A deepening tumble in commodity prices — a fast moving train wreck that's been barreling down the tracks of the global economy since last year — has been linked directly to China's economic slowdown. For the first time in nearly a decade, investors are yanking more money out of emerging markets than they are putting in, a new report from the Institute of International Finance stated on Friday.
With the emphasis being on China and other Asian countries, investors have largely ignored developing economies such as South Africa, the continent's second-biggest economy and one highly dependent on natural resource demand. Sub-Saharan Africa is a net exporter of primary commodities, according to the World Bank, which becomes a mixed blessing when major markets that account for much of global demand stagnate or fall into outright recession.
Meanwhile, South Africa is becoming an exponent of the sell-off hammering global markets. Tumult in the world economy—and the G20 country's own structural challenges—recently sent its currency, the rand, to a record low. The rand's swoon is part of what Bernd Berg, a portfolio manager and strategist with Societe Generale, recently called an "unprecedented" tumble in emerging market currencies.
Economists note that the swift deterioration in these currencies stems from a worsening of domestic fundamentals and a weak external backdrop. After growing in the first three months of the year, South Africa's economy shrank by 1.3 percent in the second quarter, heightening fears of a full-fledged recession.

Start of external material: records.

Issue #462, opened 2020-03-23
ProjDataFromStream::get_bin_value and set


KrisThielemans:
We have `get_bin_value`, but no `set`. Seems relatively easy to add.

It would then also make sense to apply the patch
https://github.com/UCL/STIR/blob/5a45c96dd6cabb0c309d63277aefc1d95e752814/src/buildblock/ProjDataInMemory.cxx#L136-L141
which currently sits in the TOF PR #304

KrisThielemans:
@danieldeidda as discussed, maybe you want to give this a go

PR #469, opened 2020-03-25
ProjDataFromStream, adding set_bin_value, fixing #462:

danieldeidda:
added set_bin_value(Bin)

### DIFF
--- a/src/buildblock/ProjDataFromStream.cxx
+++ b/src/buildblock/ProjDataFromStream.cxx
@@ -266,12 +266,12 @@ ProjDataFromStream::set_bin_value(const Bin& this_bin)
 
     const streamoff total_offset = offsets[0];
 
-    sino_stream->seekg(0 , ios::beg); // reset file
-    sino_stream->seekg(total_offset, ios::cur); // start of view within segment
+    sino_stream->seekp(0 , ios::beg); // reset file
+    sino_stream->seekp(total_offset, ios::cur); // start of view within segment
 
     if (! *sino_stream)
     {
-        error("ProjDataFromStream::set_bin_value: error after seekg.");
+        error("ProjDataFromStream::set_bin_value: error after seekp.");
     }
 
     Array< 1,  float>  value(1);
--- a/src/buildblock/ProjDataFromStream.cxx
+++ b/src/buildblock/ProjDataFromStream.cxx
@@ -216,11 +216,11 @@ ProjDataFromStream::get_bin_value(const Bin& this_bin) const
 {
     if (is_null_ptr(sino_stream))
     {
-        error("ProjDataFromStream::get_viewgram: stream ptr is 0\n");
+        error("ProjDataFromStream::get_bin_value: stream ptr is 0\n");
     }
     if (! *sino_stream)
     {
-        error("ProjDataFromStream::get_viewgram: error in stream state before reading\n");
+        error("ProjDataFromStream::get_bin_value: error in stream state before reading\n");
     }
 
     vector<streamoff> offsets = get_offsets_bin(this_bin);
@@ -251,15 +251,15 @@ ProjDataFromStream::get_bin_value(const Bin& this_bin) const
 }
 
 void
-ProjDataFromStream::set_bin_value(const Bin this_bin) 
+ProjDataFromStream::set_bin_value(const Bin& this_bin) 
 {
     if (is_null_ptr(sino_stream))
     {
-        error("ProjDataFromStream::get_viewgram: stream ptr is 0\n");
+        error("ProjDataFromStream::set_bin_value: stream ptr is 0\n");
     }
     if (! *sino_stream)
     {
-        error("ProjDataFromStream::get_viewgram: error in stream state before writing");
+        error("ProjDataFromStream::set_bin_value: error in stream state before writing");
     }
 
     vector<streamoff> offsets = get_offsets_bin(this_bin);
@@ -274,16 +274,15 @@ ProjDataFromStream::set_bin_value(const Bin this_bin)
         error("ProjDataFromStream::set_bin_value: error after seekg.");
     }
 
-    Array< 1,  float>  value(this_bin.get_bin_value());
+    Array< 1,  float>  value(1);
+    value[0]=this_bin.get_bin_value();
     float scale = float(1);
-
     // Now the storage order is not more important. Just read.
     if (write_data(*sino_stream, value, on_disk_data_type, scale, on_disk_byte_order)
             == Succeeded::no)
         error("ProjDataFromStream: error writing data\n");
     if(scale != 1.f)
         error("ProjDataFromStream: error writing data: scale factor returned by write_data should be 1\n");
-
 }
 
 vector<streamoff>
--- a/src/buildblock/ProjDataFromStream.cxx
+++ b/src/buildblock/ProjDataFromStream.cxx
@@ -250,6 +250,41 @@ ProjDataFromStream::get_bin_value(const Bin& this_bin) const
     return value[0];
 }
 
+void
+ProjDataFromStream::set_bin_value(const Bin this_bin) 
+{
+    if (is_null_ptr(sino_stream))
+    {
+        error("ProjDataFromStream::get_viewgram: stream ptr is 0\n");
+    }
+    if (! *sino_stream)
+    {
+        error("ProjDataFromStream::get_viewgram: error in stream state before writing");
+    }
+
+    vector<streamoff> offsets = get_offsets_bin(this_bin);
+
+    const streamoff total_offset = offsets[0];
+
+    sino_stream->seekg(0 , ios::beg); // reset file
+    sino_stream->seekg(total_offset, ios::cur); // start of view within segment
+
+    if (! *sino_stream)
+    {
+        error("ProjDataFromStream::set_bin_value: error after seekg.");
+    }
+
+    Array< 1,  float>  value(this_bin.get_bin_value());
+    float scale = float(1);
+
+    // Now the storage order is not more important. Just read.
+    if (write_data(*sino_stream, value, on_disk_data_type, scale, on_disk_byte_order)
+            == Succeeded::no)
+        error("ProjDataFromStream: error writing data\n");
+    if(scale != 1.f)
+        error("ProjDataFromStream: error writing data: scale factor returned by write_data should be 1\n");
+
+}
 
 vector<streamoff>
 ProjDataFromStream::get_offsets(const int view_num, const int segment_num) const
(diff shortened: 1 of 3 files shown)


src/buildblock/ProjDataFromStream.cxx
```diff
@@ -250,6 +250,41 @@ ProjDataFromStream::get_bin_value(const Bin& this_bin) const
     return value[0];
 }
 
+void
+ProjDataFromStream::set_bin_value(const Bin this_bin) 
+{
+    if (is_null_ptr(sino_stream))
+    {
+        error("ProjDataFromStream::get_viewgram: stream ptr is 0\n");
```
KrisThielemans: change text and in the ones below

src/buildblock/ProjDataFromStream.cxx
```diff
@@ -250,6 +250,41 @@ ProjDataFromStream::get_bin_value(const Bin& this_bin) const
     return value[0];
 }
 
+void
+ProjDataFromStream::set_bin_value(const Bin this_bin)
```
KrisThielemans: let's make it a `const Bin&`

src/include/stir/ProjDataFromStream.h
```diff
@@ -144,6 +144,9 @@ class ProjDataFromStream : public ProjData
 
   //! Get the value of bin.
   float get_bin_value(const Bin& this_bin) const;
+  
+  //! set the value f the bin
+  void set_bin_value(Bin bin);
```
KrisThielemans: needs to match `const Bin&`

KrisThielemans:
I think we should also remove `ProjDataInMemory::get_bin_value` (as it's better in `ProjDataInStream::get_bin_value`)

src/buildblock/ProjDataFromStream.cxx
danieldeidda: with what?

KrisThielemans: it says `get_viewgram` ...

danieldeidda: oh right then should be changed to get_bin as well!

danieldeidda:
> 
> 
> ideally add a simple test in `src/test/test_proj_data_in_memory.cxx`.

a test for for set_bin()?

danieldeidda:
> 
> 
> I think we should also remove `ProjDataInMemory::get_bin_value` (as it's better in `ProjDataInStream::get_bin_value`)

is ProjDataInMemory::get_bin_value called anywere?

KrisThielemans:
> a test for for set_bin()?
yes please. Otherwise we won't know if it works! Not sure if there's one for `get_bin_value` already.

I guess something like this
1. create a `std::vector<float> of size `proj_data.size_all()`
2. fill it with numbers 1... N using `proj_data.fill_from` such that they're all different
3. pick a `Bin` and use `set_bin_value` to anything else
4. use `get_bin_value` to check
5. also use `get_viewgram` or whatever to get access to the same bin, and see if everything's fine

KrisThielemans:
Seems Appveyor is struggling with access to github, but 2 jobs were fine, so let's ignore the 2 others.

Not so sure why Travis isn't running on this. oh well.

KrisThielemans:
> is `ProjDataInMemory::get_bin_value` called anywhere?

sure, but as it's in `ProjDataFromStream` as `public` (I think), it'll still be there. It's just that we forgot to remove its old implementation when adding `get_bin_value` to `ProjDataFromStream`.

KrisThielemans:
By the way, now that we again have access to the `buffer` for the data (since #448), we could/should speed-up `ProjDataInMemory` access for `get/set_bin_value` by directly going to the `buffer`, but let's leave that for another PR....

danieldeidda:
it seems that the value of the bin in  get and set is always 1

KrisThielemans:
not sure what you mean. `get_bin_value` doesn't modify the `Bin.value()`, but returns a number (bad naming maybe?). `set_bin_value()` would have to be used as
```C++
Bin bin(blabla);
bin.set_bin_value(5.F);
proj_data.set_bin_value(bin);
```
a bit awkward of course. You can use `Bin bin(blabla, 5.F)` but it'll become a bit unsafe for the TOF PR. Or we could have an additional member
`proj_data.set_bin_value(bin, 5.F)` which seems clear enough.

danieldeidda:
> 
> 
> not sure what you mean. `get_bin_value` doesn't modify the `Bin.value()`, but returns a number (bad naming maybe?). `set_bin_value()` would have to be used as
> 
> ```c++
> Bin bin(blabla);
> bin.set_bin_value(5.F);
> proj_data.set_bin_value(bin);
> ```
> 
> a bit awkward of course. You can use `Bin bin(blabla, 5.F)` but it'll become a bit unsafe for the TOF PR. Or we could have an additional member
> `proj_data.set_bin_value(bin, 5.F)` which seems clear enough.

yes this is what I'm doing. But what is the float number the it's being returned by get_bin_value()? I thought that would have to be the actual bin value.

KrisThielemans:
sure. that's what it should do. Looking at both the `ProjDataFromStream` and `ProjDataInMemory` implementation, they seem correct. I guess time to push your current code such that we can have a look?

src/test/test_proj_data_in_memory.cxx
```diff
@@ -151,6 +151,39 @@ run_tests()
...
+      
+      Bin old_bin=bin;
+      
+      bin.set_bin_value(42);
+      proj_data.set_bin_value(bin);
+      
+      Viewgram<float> viewgram=proj_data.get_viewgram(
+                  proj_data_info_sptr->get_max_view_num()/2,
+                  0,
+                  false);
```
KrisThielemans:
```suggestion
                  bin.view(), bin.segment());
```
much clearer... Also no need for the `false` these days (it's obsolete usage actually)

src/test/test_proj_data_in_memory.cxx
```diff
@@ -151,6 +151,39 @@ run_tests()
...
+  {
+      std::vector<float> test;
+      test.resize(proj_data.size_all());
+      
+      for(int i=0;i<test.size();i++)
+      test[i]=i;
+      
+      proj_data.fill_from(test.begin());
+      
+      Bin bin(0,proj_data_info_sptr->get_max_view_num()/2,
```
KrisThielemans: seems you can merge usage of `old_bin` and `bin` into 1 variable

src/test/test_proj_data_in_memory.cxx
```diff
@@ -151,6 +151,39 @@ run_tests()
...
+                  0,
+                  false);
+      
+      Bin new_bin=old_bin;
+      new_bin.set_bin_value(viewgram[proj_data_info_sptr->get_max_axial_pos_num(0)/2][0]);
+     
+      
+//      std::cout<<"old "<<proj_data.get_bin_value(bin)<<" new "<<new_bin.get_bin_value()<<std::endl;
+      check(old_bin.get_bin_value()==new_bin.get_bin_value(), "ProjDataFromStream::set_bin_value  did not change the value of the viewgram bin");
+//      proj_data_info_sptr->get
```
KrisThielemans:
```suggestion
check(bin.get_bin_value()==proj_data.get_bin_value(bin), "ProjDataFromStream::set_bin_value/get_bin_value not consistent");
```
or something like this (you didn't check `get_bin_value` here)

danieldeidda:
when using debugging seems that when I set the bin value that value is being written to the stream, however when I use get_viewgram() wchi than call read(stream...) the value that it is reading is the old one

KrisThielemans:
Strange, is that with the version with my suggested changes? 

This might all be a bit easier to debug from Python (or MATLAB). Create a `ProjDataInMemory`, fill with 0, set 1 bin, get the array, check if there's a single value which is 1, etc. (too painful in C++).

A few possible causes: there's a problem in the test code, it's writing somewhere else than what we're reading, it's not writing at all, it's writing to a different stream. I guess it's only the first two which are likely though. 

Interestingly, I don't think we have a check if the various `get_offset` functions in `ProjDataFromStream` are consistent. Ideally, we'd rewrite all of them in terms of `get_offsets_bin`. However, we can only do that once we know that `get_offset_bin` is actually correct (the others are correct with a 99.99% probability, as they have been tested in practice by now).

src/test/test_proj_data_in_memory.cxx
danieldeidda: > Strange, is that with the version with my suggested changes?
yeah but it happens without the changes as well. I thought as well writing and reading is happening trough different data but I am not sure that is what is happening.
 I could check the offset in writing and reading operations

src/buildblock/ProjDataFromStream.cxx
```diff
@@ -250,6 +250,40 @@ ProjDataFromStream::get_bin_value(const Bin& this_bin) const
...
+    {
+        error("ProjDataFromStream::set_bin_value: error in stream state before writing");
+    }
+
+    vector<streamoff> offsets = get_offsets_bin(this_bin);
+
+    const streamoff total_offset = offsets[0];
+
+    sino_stream->seekg(0 , ios::beg); // reset file
+    sino_stream->seekg(total_offset, ios::cur); // start of view within segment
```
KrisThielemans: needs to be `seekp`

src/buildblock/ProjDataFromStream.cxx
```diff
@@ -250,6 +250,40 @@ ProjDataFromStream::get_bin_value(const Bin& this_bin) const
...
+
+    if (! *sino_stream)
+    {
+        error("ProjDataFromStream::set_bin_value: error after seekg.");
```
KrisThielemans: `seekp`

src/buildblock/ProjDataFromStream.cxx
KrisThielemans: also comment says `start of view within segment`

KrisThielemans:
thanks, but could you put in the recommendations from above?e.g.
```c++
check_if_equal(bin.get_bin_value(), viewgram[bin.axial_pos_num()][bin.tangential_pos_num()],
            "ProjDataFromStream::set_bin_value/ get_viewgram not consistent");
```
 sorry.

danieldeidda:
> 
> 
> thanks, but could you put in the recommendations from above?e.g.
> 
> ```c++
> check_if_equal(bin.get_bin_value(), viewgram[bin.axial_pos_num()][bin.tangential_pos_num()],
>             "ProjDataFromStream::set_bin_value/ get_viewgram not consistent");
> ```
> 
> sorry.

sorry I missed part of the comment, sure

danieldeidda:
> 
> 
> thanks, but could you put in the recommendations from above?e.g.

so are saying that we need to different checks?

KrisThielemans:
> so are you saying that we need to different checks?

replace `check(a==b, string)` with `check_if_equal(a,b,string)`, yes (not the same for float comparisons).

As a result, a perfect storm could very well be brewing for South Africa and its cohorts in the BRIC economies, which include Brazil, Russia, India and China. Last week, the International Monetary Fund warned that South Africa and other commodity-lined economies would likely see nearly a full percentage point shaved from their annual growth over the next two years.
Developing market capital flight "is most dangerous for the currencies of countries that face a sizable current account deficit and rely on short-term capital inflows," Berg said, issues that bedevil South Africa's economy.
South Africa's markets have not been spared from what has become a significant slump in the demand for emerging market bonds and equities since late July. According to investment bank Barclays Africa (Absa), the threat of a potential rate hike from the Federal Reserve and China slowdown fears have hit South Africa and other emerging markets hard.
Coupled with China's slowdown, analysts say there has been a growing loss of confidence in the big emerging market success stories of the last few years, which is now feeding into South Africa's woes. The downward spiral in Africa's economic powerhouse is dovetailing with the seeming demise of the commodities "super-cycle" that may get worse if the Fed follows through on a threat to tighten monetary policy.
"On a year-to-date basis, [South Africa's capital] inflows are still up on the year, equity inflows remain at six-year highs and SA's current account deficit has narrowed in recent quarters," Mike Keenan, a Johannesburg-based economist with Absa said in a research note last month.
"However, South Africa still has relatively large external funding requirements, which is why these waning portfolio flows remain a concern for both the country's balance of payments and its exchange rate outlook," he added.